Aan haar vorderingen legt [opdrachtgever] ten grondslag dat [Aannemer] het werk op onderdelen gebrekkig heeft uitgevoerd en de gebreken niet (deugdelijk) heeft hersteld. Ook heeft [Aannemer] kozijnen van het pand beschadigd en is hij gehouden om die schade te vergoeden.
3.4.
[Aannemer] voert verweer en concludeert tot niet-ontvankelijkheid van [opdrachtgever] , dan wel tot afwijzing van de vorderingen, met veroordeling van [opdrachtgever] in de kosten van deze procedure en de nakosten, te vermeerderen met wettelijke rente.
3.5.
Op de stellingen van partijen wordt hierna, voor zover nodig, nader ingegaan.
In reconventie
3.6.
[Aannemer] vordert - samengevat - dat de rechtbank bij vonnis, uitvoerbaar bij voorraad, [opdrachtgever] veroordeelt tot betaling aan [Aannemer] van:
€ 17.700,61 aan openstaande facturen;
€ 947,75 aan buitengerechtelijke kosten;
de proceskosten, te vermeerderen met nakosten en wettelijke rente over zowel de proceskosten als de nakosten.
3.7.
[opdrachtgever] voert verweer en concludeert tot niet-ontvankelijkheid van [Aannemer] , dan wel tot afwijzing van de vorderingen met veroordeling van [Aannemer] in de kosten van deze procedure.
3.8.
Op de stellingen van partijen wordt hierna, voor zover nodig, nader ingegaan.

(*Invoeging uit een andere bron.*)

PR #1382, opened 2023-08-07
Remove CUDA 9.2 support

upsj:
Pulled out of #1368, this removes CUDA 9.2 support and the corresponding workarounds

### DIFF
--- a/README.md
+++ b/README.md
@@ -47,7 +47,7 @@ For Ginkgo core library:
 
 The Ginkgo CUDA module has the following __additional__ requirements:
 
-*   _CUDA 9.2+_ or _NVHPC Package 22.7+_
+*   _CUDA 10.1+_ or _NVHPC Package 22.7+_
 *   Any host compiler restrictions your version of CUDA may impose also apply
     here. For the newest CUDA version, this information can be found in the
     [CUDA installation guide for Linux](https://docs.nvidia.com/cuda/cuda-installation-guide-linux/index.html)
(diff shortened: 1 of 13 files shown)


yhmtsai (approved):

pratikvn (commented):
Can we enforce from CMake that the CMAKE_CUDA_COMPILER_VERSION is >10,1. For example checking with `CMAKE_CUDA_COMPILER_VERSION` and exiting if not correct ? 

Can we remove the setting of the following explicit flags we needed to add: `--expt-relaxed-constexpr`, `--expt-extended-lambda`  ?

upsj:
@pratikvn We already have version requirements listed in README, do we need to be more explicit? Anyways, that should be the subject of another PR.

upsj:
AFAIK the lambda/constexpr flags are still required even for CUDA 12.1

pratikvn:
I think it is better to realize during CMake build time that a later CUDA version is necessary rather than having a weird warning thrown (with no indication that the issue is due to the older CUDA version) during compile time. People might not necessarily read the README.

MarcelKoch:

4.De beoordeling in conventie

4.1.
De rechtbank stelt voorop dat in deze zaak sprake is van een overeenkomst tot aanneming van werk zoals bedoeld in artikel 7:750 van het Burgerlijk Wetboek (‘
BW’). Gelet daarop zal de rechtbank beoordelen of (i) sprake is van gebreken in het werk en – als dat het geval is – of (ii) die gebreken ten onrechte niet door [Aannemer] zijn hersteld. De rechtbank zal echter eerst stilstaan bij de vraag of het werk is opgeleverd.
Is het werk opgeleverd?
4.2.
Tussen partijen staat niet ter discussie dat [Aannemer] op 17 december 2020 het werk heeft afgerond. Tussen partijen is ook niet in geschil dat geen gezamenlijke inspectie heeft plaatsgevonden en dat geen formeel opleverrapport of een proces-verbaal van oplevering is opgemaakt. Het staat vast dat [opdrachtgever] na 17 december 2020 het werk heeft bezichtigd en naar aanleiding daarvan op 12 januari 2021 de hiervoor in randnummer 2.10 genoemde brief heeft gestuurd.
4.3.
De rechtbank overweegt dat de brief van 12 januari 2021 van [opdrachtgever] aan [Aannemer] voor wat betreft de oplevering voor tweeërlei uitleg vatbaar is. Uit de opsomming van kwaliteitsproblemen en de gewenste herstel- of vervangingswerkzaamheden, zou kunnen worden afgeleid dat [opdrachtgever] het werk heeft geweigerd, maar ook dat zij het werk heeft aanvaard onder voorbehoud van herstel van de gebreken (artikel 7:758 lid 1 BW). Dat [opdrachtgever] haar brief heeft afgesloten met de mededeling dat de werkzaamheden moesten worden uitgevoerd ter verbetering van de kwaliteit en om te komen tot een afronding van het project, lijkt erop te wijzen dat het werk is aanvaard onder voorbehoud van herstel van de in de brief genoemde gebreken. Ook het feit dat onderaan de brief voor [Aannemer] ruimte was gecreëerd om de brief voor akkoord te tekenen, duidt erop dat het ging om een acceptatie van het werk onder voorbehoud van herstel van de gebreken, omdat het geven van een akkoord door [Aannemer] niet relevant is voor een algehele weigering van het werk door [opdrachtgever] . Ten slotte is de rechtbank van oordeel dat de genoemde gebreken in redelijkheid geen reden konden zijn om het werk te weigeren. De werkzaamheden door [Aannemer] aan het werk waren immers voltooid en de geconstateerde gebreken waren van dien aard dat zij niet in de weg stonden aan ingebruikname van het pand.
4.4.
Gelet op het voorgaande is de rechtbank van oordeel dat [opdrachtgever] het door [Aannemer] verrichte werk heeft geaccepteerd onder voorbehoud van herstel van de in de brief van 12 januari 2021 genoemde gebreken, zodat het werk per die datum als opgeleverd moet worden beschouwd.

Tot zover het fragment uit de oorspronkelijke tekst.